The Blue Hen State had to rewrite its unclaimed property law after a 2016 ruling by a federal court found its existing law a violation of due process and concluded that Delaware authorities had “engaged in a game of ‘gotcha’ that shocks the conscience.” The replacement law, which explicitly lays out a claim to gift cards rather than relying on older and more uncertain language, doesn’t have a long track record yet.

From TSA to small business lending, emergency regs often make the next emergency worse

My new piece at the Washington Examiner examines how government responses to the last crisis impede response to the next one.

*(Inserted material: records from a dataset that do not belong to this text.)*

PR #1013, opened 2022-11-22
Add db connection commands and non-root user for `web` container

krysal:
## Fixes

Related to #952 by @zackkrida in the sense that, if I remember correctly, it was driven by a difficulty presented to @stacimc to connect to the API DB.

## Description

This PR:
- installs `pgcli` as dev dependency
- adds a `just dbshell` _and_ `just pgcli` commands, taking inspiration from [the one in the catalog repository](https://github.com/WordPress/openverse-catalog/blob/main/justfile#L115-L117) and using the provided[ django command](https://docs.djangoproject.com/en/4.1/ref/django-admin/#dbshell) as well
- adds a non-root `opener` user to the `web` container, removing the tricky pass of the host user, it wasn't working well in macOS, so I believe creating a proper user is the best route we can follow
- adds `GITHUB_TOKEN` to steps so setup just, it's necessary to prevent rate limiting errors (as [said in docs](https://github.com/extractions/setup-just#usage))
- bumps action dependencies to prevent warnings on deprecated commands

## Testing Instructions

1. `just up` & `just db-shell` 
2. Enter the development password: `deploy`
3. You should be able to make queries in the pgcli console

If you try these commands at the commit `2c1c7246dbf019c2cf1747211273923fa2e50826`, without the user created internally, you will notice it fails (at least on macOS).

## Checklist

<details>

```
Version 1.1

1 Letterman Drive
Suite D4700
San Francisco, CA, 94129

    indicated in the file; or

    in the file; or

    it.

```

</details>

### DIFF
--- a/api/Dockerfile
+++ b/api/Dockerfile
@@ -79,7 +79,7 @@ COPY --from=awf /usr/local/bin/audiowaveform /usr/local/bin
 #   - libpq-dev: required by `psycopg2`
 # - Create directory for dumping API logs
 RUN apt-get update \
-      && apt-get install -y curl libpq-dev libexempi8 \
+      && apt-get install -y curl libpq-dev libexempi8 postgresql-client \
       && rm -rf /var/lib/apt/lists/* \
     && mkdir -p /var/log/openverse_api/openverse_api.log
 
--- a/api/Dockerfile
+++ b/api/Dockerfile
@@ -45,12 +45,8 @@ FROM nginx:1.23.2-alpine as nginx
 
 WORKDIR /app
 
-# Create a non-root user
-RUN useradd --create-home opener
-USER opener
-
-COPY --chown=opener nginx.conf.template /etc/nginx/templates/openverse-api.conf.template
-COPY --chown=opener /static /app/static
+COPY nginx.conf.template /etc/nginx/templates/openverse-api.conf.template
+COPY /static /app/static
 
 # Only environment variables with this prefix will be available in the template
 ENV NGINX_ENVSUBST_FILTER="DJANGO_NGINX_"
--- a/api/Dockerfile
+++ b/api/Dockerfile
@@ -45,8 +45,12 @@ FROM nginx:1.23.2-alpine as nginx
 
 WORKDIR /app
 
-COPY nginx.conf.template /etc/nginx/templates/openverse-api.conf.template
-COPY /static /app/static
+# Create a non-root user
+RUN useradd --create-home opener
+USER opener
+
+COPY --chown=opener nginx.conf.template /etc/nginx/templates/openverse-api.conf.template
+COPY --chown=opener /static /app/static
 
 # Only environment variables with this prefix will be available in the template
 ENV NGINX_ENVSUBST_FILTER="DJANGO_NGINX_"
--- a/api/Dockerfile
+++ b/api/Dockerfile
@@ -83,8 +83,12 @@ RUN apt-get update \
       && rm -rf /var/lib/apt/lists/* \
     && mkdir -p /var/log/openverse_api/openverse_api.log
 
+# Create a non-root user
+RUN useradd --create-home opener
+USER opener
+
 # Copy code into the final image
-COPY . /api/
+COPY --chown=opener . /api/
 
 # Exposes
 # - 8000: Dev server for API Django app
--- a/docker-compose.yml
+++ b/docker-compose.yml
@@ -87,7 +87,6 @@ services:
       MEDIA_ROOT: ${MEDIA_ROOT:-}
     stdin_open: true
     tty: true
-    user: ${DOCKER_USER_ID}:${DOCKER_GROUP_ID}
 
   ingestion_server:
     build: ./ingestion_server/
--- a/justfile
+++ b/justfile
@@ -262,9 +262,13 @@ nginx upstream_url='api.openverse.engineering': collectstatic
       -e DJANGO_NGINX_GIT_REVISION="$(git rev-parse HEAD)" \
       openverse-api-nginx:latest
 
-# Launch a pgcli shell on the web container
-db-shell db_host="db":
-    docker-compose {{ DOCKER_FILE }} exec web pgcli -h {{ db_host }} openledger deploy
+# Launch a psql shell in the web container
+@dbshell:
+    just exec web python manage.py dbshell
+
+# Launch a pgcli shell in the web container (require typing credentials)
+@pgcli db_host="db":
+    just exec web pgcli -h {{ db_host }} openledger deploy
 
 
 ##########
--- a/justfile
+++ b/justfile
@@ -262,8 +262,8 @@ nginx upstream_url='api.openverse.engineering': collectstatic
       openverse-api-nginx:latest
 
 # Launch a pgcli shell on the web container
-db-shell: _api-up
-    docker-compose {{ DOCKER_FILE }} exec web pgcli openledger deploy
+db-shell db_host="db":
+    docker-compose {{ DOCKER_FILE }} exec web pgcli -h {{ db_host }} openledger deploy
 
 
 ##########
--- a/justfile
+++ b/justfile
@@ -247,6 +247,9 @@ ipython:
     # The resulting output will be at `api/static` and is git ignored for convenience.
     @STATIC_ROOT="./static" just dj collectstatic --noinput
 
+@collectstatic-as-admin: _api-up
+    just exec -u root web python manage.py collectstatic --noinput
+
 # Run the nginx image locally
 nginx upstream_url='api.openverse.engineering': collectstatic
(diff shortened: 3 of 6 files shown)


justfile
```diff
@@ -237,6 +237,10 @@ ipython:
     # The resulting output will be at `api/static` and is git ignored for convenience.
     @STATIC_ROOT="./static" just dj collectstatic --noinput
 
+# Launch a pgcli shell on the web container
+db-shell db_host="db":
+    docker-compose {{ DOCKER_FILE }} exec web pgcli -h {{ db_host }} openledger deploy
```
dhruvkb, line 242: We should use the [`dbshell` management command](https://docs.djangoproject.com/en/4.1/ref/django-admin/#dbshell). It will automatically set the host, username and password for us (from the `DATABASES` setting) and drop us directly in the SQL prompt.

```suggestion
    just dj dbshell
```

It uses the `psql` command-line client so not 100% sure if it'll work inside the Docker container without adding a step to install it first.

docker-compose.yml
```diff
@@ -87,7 +87,6 @@ services:
       MEDIA_ROOT: ${MEDIA_ROOT:-}
     stdin_open: true
     tty: true
-    user: ${DOCKER_USER_ID}:${DOCKER_GROUP_ID}
```
dhruvkb, line 90: Among other services, having to set `user` on just this one was weird so I appreciate that it's gone.

justfile
krysal: It also needs an extra package installed on the `web` container, `postgresql-client`, or it throws an error:

```sh
CommandError: You appear not to have the 'psql' program installed or on your path.
error: Recipe `exec` failed on line 72 with exit code 1
error: Recipe `dj` failed on line 223 with exit code 1
```

I guess we can add it as well to avoid having to type the password, could be the `just pqsql` command, but [`pgcli`](https://github.com/dbcli/pgcli) has some nice extra features in comparison to the basic `psql`, like autocompletion and syntax highlighting 📝

I wonder if the rest of folks find valuable the extra size for this feature? @obulat @AetherUnbound

api/Dockerfile
```diff
@@ -81,8 +81,12 @@ RUN apt-get update \
       && rm -rf /var/lib/apt/lists/* \
     && mkdir -p /var/log/openverse_api/openverse_api.log
 
+# Create a non-root user
+RUN useradd --create-home opener
+USER opener
+
 # Copy code into the final image
-COPY . /api/
+COPY --chown=opener . /api/
```
AetherUnbound, line 89: I will mention (in dealing with this for a local project) that this is a *non-trivial change* and may have adverse and unexpected effects on any volumes we mount. I suspect for the API this won't be as much of an issue, but it's been an issue for some personal work where I've been trying to use the official Airflow image (which uses the `airflow` user rather than `root`).

justfile
AetherUnbound: I'm definitely a big fan of `pgcli`, and I was about to mention that we'd probably need to use `psql` (with the code as it stands now) since we're not [installing it in our postgres image like we do for the catalog](https://github.com/WordPress/openverse-catalog/blob/main/docker/local_postgres/Dockerfile). We're [already installing some libraries in the docker image](https://github.com/WordPress/openverse-api/blob/431b2f9f71423f96cc823a6d9141017e065d3329/api/Dockerfile#L80) so I think adding the postgresql-client library would be alright 🙂 We could always create dev and prod images from the Docker build where the prod one does not have any dev libraries.

We don't necessarily have to install pgcli on the Postgres image like we do for the catalog but it would need to be installed somewhere if we wanted to use it. That to say, I'm +1 for setting it up to work with the API one way or another! It seems like we could set up the `dbshell` Django command to use `pgcli`, but it'd require an additional library: https://www.pgcli.com/django-pgcli.html

api/Dockerfile
krysal: That is unfortunate 😞 Will put it as a draft for now... and get back to it later.

justfile
dhruvkb: `django-pgcli` hasn't been updated in 2 years (not that it needs to, it's just 19 lines) so there is a possibility it might not work with the newest Django!

I sometimes use the `psql` client installed on the host to connect to the Docker `db` service and it works fine.

api/Dockerfile
dhruvkb: @AetherUnbound the use of `COPY` means that the files are being copied into the container and those copies are being `chown`-ed. I don't think it'll affect the permissions on the host but I'm not that well-versed to say for sure without trying it out first.

AetherUnbound: My warnings mostly affect any bound volumes we have. It looks like for the API, we just have this one: https://github.com/WordPress/openverse-api/blob/3479b8c1c377a0be02480a40239c97876eafa407/docker-compose.yml#L75

I _think_ that might be fine, but it's also possible that the `opener` user won't have read access to those files. If it does and the stack works fine then I think my warnings may have been a bit too aggressive, apologies 😄 I know for the catalog we'll have to take a closer look because we do have bind mounts in production (whereas I don't think we do for the API).

krysal: Tests passed using the `root` user for output-generating commands, woohoo!!

AetherUnbound: We discussed this approach a bit [on the Make WP Slack](https://wordpress.slack.com/archives/C02012JB00N/p1670944461453309), glad it worked out! 😄

justfile
krysal: Added both commands! 🙂

krysal:
I'm glad this ended up working out! Thanks a lot, @AetherUnbound, [for your suggestion][gh-link] [(in slack)][slack-link]! It was crucial for this. And also, @dhruvkb for suggesting adding `dbshell` by Django that doesn't require writing the password 😃

[gh-link]: https://github.com/WordPress/openverse-catalog/pull/874/files#diff-deb9bb56fb122db0b605aa5b63f95a4665c905b18dd670e1fa6c877576a94ff1R126

[slack-link]: https://wordpress.slack.com/archives/C02012JB00N/p1670944856510849?thread_ts=1670944461.453309&cid=C02012JB00N

justfile
```diff
@@ -237,6 +235,9 @@ ipython:
     # The resulting output will be at `api/static` and is git ignored for convenience.
     @STATIC_ROOT="./static" just dj collectstatic --noinput
 
+@collectstatic-as-admin: _api-up
+    just exec -u root web python manage.py collectstatic --noinput
+
```
sarayourfriend, line 240: What is the use-case for this recipe? Is it left-over from debugging, maybe?

For good measure I tried out the nginx build flow locally on this branch and it worked fine, as far as I can tell. The files get copied into the nginx image and are accessible. Thank you for making sure that still works :rocket:

krysal: Indeed it's a leftover. Deleted, thanks!

justfile
```diff
@@ -69,7 +67,7 @@ EXEC_DEFAULTS := if IS_CI == "" { "" } else { "-T" }
 
 # Execute statement in service containers using Docker Compose
 exec +args:
```
AetherUnbound, line 69: I think we'll want to add `up` as a dependency for this, otherwise it'll fail if the stack isn't running:
```suggestion
exec +args: up
```

justfile
```diff
@@ -248,6 +246,14 @@ nginx upstream_url='api.openverse.engineering': collectstatic
       -e DJANGO_NGINX_GIT_REVISION="$(git rev-parse HEAD)" \
       openverse-api-nginx:latest
 
+# Launch a psql shell in the web container
+@dbshell:
+    just exec web python manage.py dbshell
+
+# Launch a pgcli shell in the web container (require typing credentials)
+@pgcli db_host="db":
+    just exec web pgcli -h {{ db_host }} openledger deploy
```
AetherUnbound, line 255: ~~We currently have `set dotenv-load := false` at the top of the file. If we set that to `true` instead, we could pass the `POSTGRES_PASSWORD` in here directly so it doesn't have to be typed manually. Do you think that'd be useful?~~

It looks like there's [no way to override the default `.env` file](https://github.com/casey/just#dotenv-integration) and these are present in `postgres/env.docker` anyway, ah well!

AetherUnbound (approved):
Looks and works great! 😄 I have one comment but otherwise this is good to go.

justfile
krysal: I was actually avoiding adding that dependency 😬 That's the reason why I don't use the `just dj` command here, so I don't have to see extra 10 lines in the terminal + the few seconds checking the container is already up every time I run something 😅

AetherUnbound: Ah that's fair 🙂 Definitely a bit of an annoyance waiting for the containers to start every time.

dhruvkb (approved):
LGTM!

The post-9/11 TSA checkpoint system, for example, “is now the one point in air travel where a virus-fearing traveler is least able to avoid prolonged physical or face-to-face contact with a stranger, as well as the… commingling of high-touch personal items on communal trays.” With the COVID-19 crisis, the old rules requiring banks to report “suspicious” transactions are causing all sorts of problems as ordinary customers radically change their banking habits. Worse, “Know Your Customer” regs rationalized on anti-terrorism grounds have become a bottleneck to processing thousands of applications for short-term funds from small businesses not previously known to the bank. Verifying KYC information on a small business, even if it’s got access to all its files, can take a month. Who’s supposed to wait that long amid today’s crisis? (more from colleague Diego Zuluaga on the rules’ failings)

I conclude: of the many good reasons for deregulation, one “is that it bolsters resilience when systems [like banks] are asked to cope with complex new perils.”

A panel on the Constitution, and a second pandemic notebook installment

You can watch yesterday’s Cato online panel on COVID-19 and the Constitution with Ilya Shapiro, Trevor Burrus, and me.

Also at Cato, my latest Pandemics and Power notebook is on NYC Mayor Bill de Blasio’s scheme to draft health care professionals nationwide, feds’ seizures of medical equipment, any excuse to ban vaping, and a scene from the life of a great vaccinologist. And while we’re at it, here’s Deirdre McCloskey with some relevant thoughts: “Coronavirus must not rob us of our liberties forever.”

Election law in a pandemic

Ballotpedia ran a mini-symposium on the strain placed on election law and procedure by the COVID-19 virus. An excerpt from my short contribution:

Whatever your previous thinking on absentee and vote-by-mail procedures, minimizing the need for in-person voting is now the need of the hour. Every vote cast by mail is one that doesn’t add to waiting lines (already a headache even before social distancing) and the need for interaction at sign-in tables.